Лекция 12.
Аркан Повешенный
Соответствия по «Liber 777»:
Буква – мем.
Значение буквы – вода.
Управитель – вода.
Цвета – тёмно-синий и морская зелень.
Египетские боги – Тум, Ахепи, Ауромот, Асар (как повешенный), Исида.
Индийские боги – Сома.
Медитация – вода.
Греческие боги – Посейдон.
Римские боги – Нептун.
Христианские боги – Иисус (как повешенный).
Животные – орёл, змея, скорпион.
Растения – все водные растения, лотос.
Драгоценные камни – берилл, аквамарин.
Магическое оружие – чаша и крест страдания.
Ароматы – ониха, мирра.
Снадобья – касторка, все слабительные средства.
Минеральные вещества – сульфаты.
Магические силы – талисманы, гадания посредством магического кристалла.
Тело человека – пищеварительная система.
Мифические существа – ундины, нимфы, нереиды.
Болезни в случае неправильной работы – простуда.
Воды, по которым путешествуешь, да не промочат тебя,
Выйди же на берег, посади лозу и радуйся без стыда.
Возможные значение при дивинации: «Вынужденная жертва, наказание, потеря, фатальное или добровольное страдание, поражение, неудача, смерть».
Несчастный юноша с плотно закрытыми глазами, словно без лица, повешен за левую ногу на свернувшуюся в три с половиной кольца змею. Его руки и правая нога прибиты к зеленым сферам, прямо под юношей – воды, в которых обитает ядовитая змея. В верхней части карты изображено солнце странного бело-желто-зеленого цвета, больших размеров. По изображению ясно, что это мертвое солнце, которое не способно ни согревать, ни освещать.
«Это мир опасных вод. Это горькая вода мем, которая станет сладкой». Слова одной из Святых книг Телемы глубоко передают символизм Повешенного. В мифологии воды часто являются источником опасности и соблазна. В водах морей обитали сирены, в водах озер и прудов – русалки и водяные, грозящие затащить неосторожного странника в свои владения, под воду. А как не вспомнить образ заколдованной царевны, похищенной в подводное царство и повторяющей одну только фразу: «Что воля, что неволя – все одно»?
Почему вода так опасна? Почему из четырех стихий Кроули особенно предупреждал об опасности этой, если она не компонент алхимического брака? Ведь вода также символизирует материнское начало, эмоции, чувства, воды жизни и искупления. Где же опасность? Здесь необходимо разобраться внимательно.

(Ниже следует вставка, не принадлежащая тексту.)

Issue #5386, opened 2019-03-04
only routing endpoint returns `data_version` field


gardster:
This field might be in all plugins with JSON response

PR #5387, opened 2019-03-04
Add `data_version` field to responses of all plugins.

gardster:
# Issue

[#5386](https://github.com/Project-OSRM/osrm-backend/issues/5386)

## Requirements / Relations

[#5115](https://github.com/Project-OSRM/osrm-backend/issues/5115)


gardster:
Can somebody review my changes? It is hard to cover data_version with tests in the table plugin because table inside the cucumber DSL represents only table values. And there is no simple and readable cases (from my perspective) how to define additional value to check.

SiarheiFedartsou (approved):

Issue #5388, opened 2019-03-04
Default car height is too high


Zverik:
2.5 meters is okay for a van, but really, even the largest SUVs are under 2 meters. This default prevents routing over some US expressways, notably CT 15.

trigpoint:
Should SUVs be considered normal as a 2m height restriction causes unnecessary restrictions on routing for normal cars.
Eurotunnel has two routes through it teminals for passenger vehicles.

The trains are divided into two sections, a high vehicle section and a section for standard cars with a height limit of 1.85m. OSRM is unable to follow this route as car.lua has a maximum height of 2m.

The issue of car.lua also causes issues here https://map.project-osrm.org/?z=17&center=52.616433%2C-2.442065&loc=52.615993%2C-2.441604&loc=52.615302%2C-2.442162&hl=en&alt=0&srv=0

https://www.geograph.org.uk/photo/4893893

Height restrictions of 6ft/1.8m are not uncommon on the entrance to car parks.

Should normal cars be restricted to places where SUVs can go?

PR #5389, opened 2019-03-04
Decrease max height to 2 meters

Zverik:
See issue #5388

We again stumbled upon a default value that prevents routing over a major highway — in this case, [Highway 15](https://www.openstreetmap.org/way/186846100) in Connecticut. I again did some research and found that while vans can indeed be very high, they are less common that regular sedans and even SUVs.

A little googling showed that even the biggest SUVs (like Ford Expedition EL and VW Caravelle LG) are under two meters. See [this table](https://www.automobiledimension.com/car-search-engine.php) for example. In this pull request I am submitting a lesser default value for the average vehicle high, reflecting this research.


gardster:
Thank you for the contribution!

Issue #5448, opened 2019-05-08
Typo when pre-processed files not found


dburnsii:
When there are osrm files missing and osrm-routed is run, the error message reads "Could not find required filed" where it should probably read "Could not find required file(s)"

PR #5449, opened 2019-05-08
Fixed "Files not found" error message syntax

dburnsii:
# Issue

https://github.com/Project-OSRM/osrm-backend/issues/5448

## Tasklist

 - [ ] review
 - [ ] adjust for comments


src/storage/storage.cpp
```diff
@@ -312,7 +312,7 @@ std::vector<std::pair<bool, boost::filesystem::path>> Storage::GetStaticFiles()
     {
         if (file.first == REQUIRED && !boost::filesystem::exists(file.second))
         {
-            throw util::exception("Could not find required filed: " + std::get<1>(file).string());
+            throw util::exception("Could not find required file(s): " + std::get<1>(file).string());
```
gardster: Does this exception can happen for several files?

dburnsii: It looks like it fires on a per-file basis, so we may not need the plural, but it could potentially be multiple files that it can't find

Issue #5560, opened 2019-09-19
Pessimistic calls to std::move stop compilation on new gcc


peoplestom:
On up to date Arch Linux using GCC 9.1.0 I get errors due to the pessimistic use of std::move in 2 places.

I've removed them, the backend still builds and works for me without them, using CH routing.

PR #5561, opened 2019-09-19
Removed un-needed calls to std::move

peoplestom:
These calls were throwing a pessimistic move error and stopping compilation on GCC 9.1.0

# Issue
[5560](https://github.com/Project-OSRM/osrm-backend/issues/5560) pessimistic std::move calls

## Tasklist

 - [ ] review
 - [ ] adjust for comments

## Requirements / Relations
N/A


peoplestom:
First github PR in a while, let me know if I've missed something in the process.

src/server/api/parameters_parser.cpp
```diff
@@ -47,7 +47,7 @@ boost::optional<ParameterT> parseParameters(std::string::iterator &iter,
 
         // return move(a.b) is needed to move b out of a and then return the rvalue by implicit move
         if (ok && iter == end)
-            return std::move(parameters);
+            return parameters;
```
gardster: does comment above is still relevant?

include/updater/csv_file_parser.hpp
```diff
@@ -122,7 +122,7 @@ template <typename Key, typename Value> struct CSVFilesParser
 
             util::Log() << "Loaded " << filename << " with " << result.size() << "values";
 
-            return std::move(result);
+            return result;
```
gardster: result structure can be huge and it will be better to avoid copying.
Will it fix errors if you will add a std:move statement to the previous return at line 99?

peoplestom: I've removed these calls to std::move as the compiler throws an error saying the call to std::move is less efficient then letting the compiler optimize this move away completely with [copy elision](https://en.cppreference.com/w/cpp/language/copy_elision).

The other way to address this would be to turn off compiler warnings for the 'pessimistic move' error and keep the moves, I prefer to remove std::move calls, but I can have a look at the compiler warning options if that is preferable?

src/server/api/parameters_parser.cpp
peoplestom: No it wasn't, it's been removed.

include/updater/csv_file_parser.hpp
gardster: Thank you. I understand what's happened. I think we can leave it this way (without move) if there is no other occurrences of this warning.

Can you add this compiler to the travis config?

peoplestom:
I believe I've now added gcc9 to Travis  with my last push

gardster:
Thank you! It seems that CI found additional errors. Could you fix them?

peoplestom:
I missed that, I was working off the 5.22.0 tag. I have fixed the additional issues, it compiles and appears to work.
As I'm not familiar with flatbuffer's and that's were the issues were from could someone who know's what they're looking at review this?
It looks like @akashihi may have done the initial flatbuffer work.

akashihi:
I'll take a look on that flatbuffers issue next week. Hope it is not urgent :)

akashihi:
Added https://github.com/Project-OSRM/osrm-backend/pull/5566 on top of master that fixes flatbuffers caused compilation warnings

gardster:
@peoplestom Thank you for the fixes.
Can you format 
```include/engine/api/base_api.hpp include/engine/api/match_api.hpp include/engine/api/route_api.hpp``` with clang-format to pass formatting tests? 
Then I can merge this PR. You can find formatting script in `scripts/format.sh` but make sure that you have proper version (or at least old enough version) of the clang-format.

peoplestom:
I have clang-format 8.0.1, but the changes it kicked up were right were my edits were, so fingers crossed this is ready to merge!

gardster:
Thank you for your contribution! Now OSRM will be gcc9 compatible 🎉

peoplestom:
Awesome! glad I could contribute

Но стоит нам вспомнить мифы, как оказывается, что практически везде первое испытание, которое должен пройти герой, — это разрыв со своим домом и, прежде всего, с матерью. Этот разрыв часто сопряжен рядом сложностей, а порой он и вовсе не происходит. Матери делают все, чтобы помешать сыновьям уйти. Мать Парсифаля нарядила своего сына в шутовские одежды и дала ему ряд нелепых советов, чтобы он не стал рыцарем; когда Одиссей пришел за Ахиллом, он был одет в женские одежды и пел женские песни. Кстати, мать Ахилла Фетида, получив доступ к водам бессмертия, бессознательно оставила сына уязвимым: она держала Ахилла за пятку, которая оказалась не затронута водами жизни. Думаю, словосочетание «ахиллесова пята» знакомо всем без исключения.

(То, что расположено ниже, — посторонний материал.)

Issue #5571, opened 2019-10-03
osrm-extract fails with very large size raster file.


Tomonobu3110:
When we execute osrm-extract with very large raster file, osrm-exract consume too much memory and failed to finish execution.

For example...

    raster_source = raster:load(
      "kanto13_ascii_osrm.asc",  -- file to load
      137.81250000000003,  -- longitude min
      141.328125,          -- longitude max
       34.88593094075317,  -- latitude min
       36.597889133070225, -- latitude max
      24576,               -- number of rows
      40960                -- number of columns

When I try to use raster file which size is 40960 x 24576 (zoom = 13 for whole Kanto (in Japan) area), I could not success the osrm-exract.

osrm-exract read more the one times and fails with below log message.

    [info] [source loader] Loading from kanto13_ascii_osrm.asc  ...
    terminate called after throwing an instance of 'tbb::captured_exception'
      what():  lua: error: Failed to read from raster source kanto13_ascii_osrm.asc: std::bad_allocinclude/extractor/raster_source.hpp:70
    中止 (コアダンプ)

PR #5572, opened 2019-10-03
Reduce memory usage for raster source handling.

Tomonobu3110:
# Issue

This PR solve Issue #5571 

1. Reading line by line instead of whole file.

osrm-extract try to read (load) whole raster file before parse it.
This consume very large memory when raster file is large (such as 40960 x 24576).
To reduce the memory usage, this PR change reading method 
from whole file to line by line.

2. Enable Raster Source cache system

osrm-extract had the cache system for raster sources.
If this works correct, from second time to load raster source,
first raster source (on memory) is reused and no more memory is required.
But unfortunately, this system is not worked by some bug.
I fix it. 

## Tasklist

 - [x] review
 - [x] adjust for comments

## No need Tasklist
- update relevant Wiki pages : No new feature added by this PR.
- add tests (see testing documentation : No new feature added by this PR.

## Requirements / Relations

No relations.


include/storage/io.hpp
```diff
@@ -60,29 +61,31 @@ class FileReader
...
+    template <typename T> void ReadLine(T *dest, const std::size_t count)
+    {
+        if (0 < count)
         {
-            return file_size;
+            const auto &ios =
+                input_stream.getline(reinterpret_cast<char *>(dest), count * sizeof(T));
+            for (std::size_t n = ios.gcount(); n < count; ++n)
+            {
+                reinterpret_cast<char *>(dest)[n] = '\0';
```
gardster: Can we init string with this value on `resize()`?

include/extractor/raster_source.hpp
```diff
@@ -43,37 +50,32 @@ class RasterGrid
         xdim = _xdim;
         ydim = _ydim;
         _data.reserve(ydim * xdim);
+        BOOST_ASSERT(ydim * xdim <= _data.capacity());
 
+        // Construct FileReader
         storage::io::FileReader file_reader(filepath, storage::io::FileReader::HasNoFingerprint);
+        std::string buf;
```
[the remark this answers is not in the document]
Tomonobu3110: Hi, Thanks for your review and comment.
I will fix as your comment. (buf --> buffer)

include/extractor/raster_source.hpp
```diff
@@ -43,37 +50,32 @@ class RasterGrid
...
-            throw util::exception("Failed to parse raster source: " + filepath.string() +
-                                  SOURCE_REF);
+            // read one line from file.
+            file_reader.ReadLine(&buf[0], xdim * 11);
+            boost::algorithm::trim(buf);
+
+            std::vector<std::string> result;
+            boost::split(
+                result, buf, boost::is_any_of(" \r\n\0"), boost::algorithm::token_compress_on);
+            // boost::split(result, buf, boost::is_any_of(" \r\n\0"));
```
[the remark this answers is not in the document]
Tomonobu3110: Thanks for your checking. As you said, this comment line is not needed.
I will remove soon.

include/extractor/raster_source.hpp
```diff
@@ -43,37 +50,32 @@ class RasterGrid
...
+            unsigned int x = 0;
+            BOOST_FOREACH (std::string s, result)
```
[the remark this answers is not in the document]
Tomonobu3110: Hi, thanks for your suggestion.
I will use 11 style loop. Soon, I will modify.

include/storage/io.hpp
Tomonobu3110: Thanks for your comment. I got it. I will update my code.

include/extractor/raster_source.hpp
```diff
@@ -143,8 +145,32 @@ class RasterContainer
     RasterDatum GetRasterInterpolateFromSource(unsigned int source_id, double lon, double lat);
 
   private:
+};
+
+// << singletone >> RasterCache
+class RasterCache
```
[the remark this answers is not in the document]
Tomonobu3110: Hi,
Thanks for your check and comment.

This is most important point of my pull request.
In original code, LoadedSources and LoadedSourcePaths are owned by RasterContainer class.
osrm-extract create more than one RasterContainer instances, and this causes more than one time to load same raster file (with rasterbot.lua).
My first idea is to change LoadesSources and LoadedSourcePaths to static.
But this cases "double free" problem. see error log at below URL, you can find "double free or corrption (fasttop)" error.
https://travis-ci.org/Project-OSRM/osrm-backend/jobs/593429031?utm_medium=notification&utm_source=github_status
This is the reason I introduce the singletone pattern.
Singletone can solve these two problems.
- Multiple load of same raster file.
- Double free error.

Best Regards,
Tomonobu Saito

include/extractor/raster_source.hpp
```diff
@@ -43,37 +50,32 @@ class RasterGrid
         xdim = _xdim;
         ydim = _ydim;
         _data.reserve(ydim * xdim);
+        BOOST_ASSERT(ydim * xdim <= _data.capacity());
 
+        // Construct FileReader
         storage::io::FileReader file_reader(filepath, storage::io::FileReader::HasNoFingerprint);
+        std::string buf;
+        buf.resize(xdim * 11); // INT32_MAX = 2147483647 = 10 chars + 1 white space = 11
+        BOOST_ASSERT(xdim * 11 <= buf.size());
```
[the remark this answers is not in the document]
Tomonobu3110: Thanks for your comment.
In original code, I found below code.
buffer.resized(file_reader.GetSize())
My understanding is "to expand the buffer size to same with raster file size."
By this pull request, I changed from whole size buffer to line buffer to reduce the memory usage.
So, just in case (and respect to original code), I expand the buffer size to "maximum size of one line (logically)".
Maybe this code is not needed or there is better way.
I'm glad if you could give me some advice.

Best Regards,
Tomonobu Saito.

include/storage/io.hpp
Tomonobu3110: The dest is not std::string but template T. So, I could not apply resize().
instead of that, I modified to use memset.
> memset(dest, 0, count * sizeof(T));
Is this satisfy your intention?

Tomonobu3110:
Hi,

https://travis-ci.org/Project-OSRM/osrm-backend/jobs/607969210?utm_medium=notification&utm_source=github_status

I think this failure is not because of my code.
Is there anyone who knows how can I kick build again?
Or do I need to do dummy commit to kick the build system?

Best Regards,
Tomonobu Saito

include/extractor/raster_source.hpp
```diff
@@ -43,37 +50,31 @@ class RasterGrid
...
+            file_reader.ReadLine(&buffer[0], xdim * 11);
+            boost::algorithm::trim(buffer);
+
+            std::vector<std::string> result;
+            boost::split(
+                result, buffer, boost::is_any_of(" \r\n\0"), boost::algorithm::token_compress_on);
+            unsigned int x = 0;
+            for (const auto &s : result)
+            {
+                if (x < xdim)
```
gardster: Hi! 
Do we need this check if we will cover it with  `BOOST_ASSERT(x == xdim);` ? Maybe this check can also be assertion?
I'm not confident with the file format and maybe it is normal to have more values in row than we expect in header: then assertion is not valid.

include/extractor/raster_source.hpp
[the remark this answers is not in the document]
gardster: Hi!
Thank you for the detailed explanation.
 
It seems that RasterContainer binds directly to the lua functions https://github.com/Project-OSRM/osrm-backend/blob/master/src/extractor/scripting_environment_lua.cpp#L188
So isn't it a lua problem that the profile creates several containers?

include/extractor/raster_source.hpp
```diff
@@ -143,8 +144,32 @@ class RasterContainer
...
+// << singletone >> RasterCache
+class RasterCache
+{
+  public:
+    // class method to get the instance
+    static RasterCache &getInstance()
+    {
+        if (NULL == g_instance)
+        {
+            g_instance = new RasterCache();
```
gardster: Where this object will be deleted?

include/extractor/raster_source.hpp
```diff
@@ -4,16 +4,23 @@
...
 #include <boost/assert.hpp>
 #include <boost/filesystem.hpp>
 #include <boost/filesystem/fstream.hpp>
+#include <boost/foreach.hpp>
 #include <boost/spirit/include/qi.hpp>
 #include <boost/spirit/include/qi_int.hpp>
+
 #include <storage/io.hpp>
 
+#include <iostream>
```
DennisOSRM: seems the header is not used. Is this a left-over from debugging?

include/extractor/raster_source.hpp
```diff
@@ -4,16 +4,23 @@
...
 #include <iterator>
+#include <list>
```
DennisOSRM: seems the header is not used. Is this a left-over from debugging?

include/storage/io.hpp
```diff
@@ -60,29 +61,27 @@ class FileReader
...
+            return std::size_t(boost::filesystem::file_size(path)) -
+                   ((fingerprint == FingerprintFlag::VerifyFingerprint) ? sizeof(util::FingerPrint)
+                                                                        : 0);
         }
-
-        // restore the current position
-        input_stream.seekg(position, std::ios::beg);
-
-        if (fingerprint == FingerprintFlag::VerifyFingerprint)
+        catch (boost::filesystem::filesystem_error &ex)
```
DennisOSRM: consider adding `const`

include/extractor/raster_source.hpp
Tomonobu3110: Thanks for your check and comment.
I will remove it after confirmation.

include/extractor/raster_source.hpp
Tomonobu3110: Thanks for your check and comment.
I will remove it after confirmation.

include/storage/io.hpp
Tomonobu3110: Hi, thanks for your comment.
I will add const (since ex should be read-only).

include/extractor/raster_source.hpp
Tomonobu3110: Hi, thanks for your inquiry.
Singletone object will be deleted after main() is finished or exit() is called.
Ref: §3.6.3, in ISO/IEC 14882:2003

include/extractor/raster_source.hpp
Tomonobu3110: Hi,
Thanks for your comment.

I afraid the difference of width (= the number of pixels) between actual raster file and setting in lua.
Especially, if (width of actual file) < (setting in lua) then we will face buffer overflow reading.
As you know, the result is not defined (beyond of control). 

To avoid this situation, I put the `if (x < xdim)` checking, just in case.
If you prefer to remove this checking, I can remove.

Which do you prefer?
a) leave `if (x < xdim)` just in case.
b) remove. we believe user's setting in lua :)

Best Regards,
Tomonobu Saito

include/extractor/raster_source.hpp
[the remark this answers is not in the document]
Tomonobu3110: Hi,
Thanks for your comment.

This is usage of `raster:load` in the lua file (rasterbot.lua).
https://github.com/Project-OSRM/osrm-backend/blob/master/profiles/rasterbot.lua

I think we cannot avoid to create more than one RasterContainer instance, since setup is called more than one time during osrm-extract (according to checking the log of osrm-extract).
But, just in case, I will check the possibility to avoid creating multiple RasterContainer by lua file.
Then, I will update the comment.

Best Regards,
Tomonobu Saito.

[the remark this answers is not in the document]
Tomonobu3110: Hi, 

The instance of RasterContainer is created at here.
https://github.com/Project-OSRM/osrm-backend/blob/master/include/extractor/scripting_environment_lua.hpp#L38

So, we cannot control the creation of RasterContainer instance in lua files (such as rasterbot.lua).

Best Regards,
Tomonobu Saito.

include/extractor/raster_source.hpp
gardster: HI! Thank you for the explanation.
Now I understand that we got xdim setting from the lua profile and it can be a source of mistakes.
I think we should keep this check.

include/extractor/raster_source.hpp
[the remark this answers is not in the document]
gardster: Hi,

thank you for this research. Now I am not against A) strategy. Can you add a briefly comment before this class to avoid confusion of future readers?

include/extractor/raster_source.hpp
gardster: Hi,
didn't know about such behavior.  Thank you for the reference.

include/extractor/raster_source.hpp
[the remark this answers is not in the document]
Tomonobu3110: Hi,
Thanks for your checking and comment.
Yes, I will add a comment then commit again.

include/extractor/raster_source.hpp
Tomonobu3110: Hi,
Thanks for your comment.
OK, I keep this modification.

Tomonobu3110:
Hi,
Thanks for your comment and approval !
I wait this PR is merged to main branch.

include/extractor/raster_source.hpp
Tomonobu3110: Hi, Mr. DennisOSRM,
Thanks for your strong support.
May I ask you to proceed reviewing?
I have already modified the code and committed.
Best Regards,
Tomonobu Saito

DennisOSRM: looks good from my side 👍

Tomonobu3110:
Hi, Mr. DennisOSRM,
Thanks for approval !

Вот тут-то начинает проясняться символизм Повешенного. Ахилл, коего мать держит за пятку, Повешенный, который подвешен именно за пятку, Ра, которого змея, созданная из слюны Исиды, укусила в пятку, чтобы он сказал ей тайное слово взамен на исцеление. Параллель опять же очевидно, ведь Повешенный висит именно на змее. Нетрудно догадаться, что в этом символическом ряду мы имеем дело с одним архетипическим паттерном, и, немного подумав, мы обнаруживаем очевидное решение – змея, в других арканах символизирующая страсть, красоту и познание, здесь представляет психологическую пуповину, ту особую энергетическую связь с матерью, которую необходимо разрушить любой ценой. А если еще и вспомнить работу Юнга, где он упоминал о страдающем сильным материнским комплексом пациенте, которому снилось, что его кусает змея за пятку, то все становится окончательно ясно.

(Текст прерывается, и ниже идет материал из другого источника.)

Issue #5515, opened 2019-08-13
Consider using embedded_rails tag in bicycle.lua profile


Nate-Wessel:
I was thinking that it would be nice to add consideration of whether or not streets have [embedded rails](https://wiki.openstreetmap.org/wiki/Key:embedded_rails) in the bicycle routing profile. This is a big issue (to my mind anyway) in Toronto where our large surface tram network makes cycling more difficult on many major streets. Taginfo indicates that the tag is fairly common in Europe as well. 

Specifically, embedded rails may require reduced speeds when travelling parallel to the tracks; any rail-crossing maneuvers have to be taken at a sufficient angle that the wheel doesn't risk getting caught in the gap - meaning generally slow but sharp turns. Turns from a lane with rails generally have to be taken more slowly, and travel straight along the tracks is usually slower than normal riding just because you need to consider obstacles ahead in light of a limited ability to maneuver (e.g. car doors, etc.). It can also be nearly impossible to overtake slower cyclists on such streets.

Змея – образ очень многосторонний. Это и символ женственности (на востоке говорят женщине: «Вы прекрасны, как змея»), это и фаллос, проникающий в норы земли, это и беспокойный меркурианский дух, это и змей гнозиса, дарующий познание. Но в аркане Повешенный эти значения отсутствуют: змей, на который повешен юноша, — это ядовитый гад, несущий забвение, бессознательность и смерть.
Повешенный находится в состоянии между детством и зрелостью. Он уже не ребенок, но еще не взрослый, и всеми возможными силами он цепляется за свое желание остаться в детстве. Он – всего лишь сын своей матери, плотно прикованный к ней, и если он останется в этом состоянии, наступит «мертвый день». Ниже я приведу обширную цитату из Эриха Нойманна, чтобы читатель мог оценить масштабы проблемы.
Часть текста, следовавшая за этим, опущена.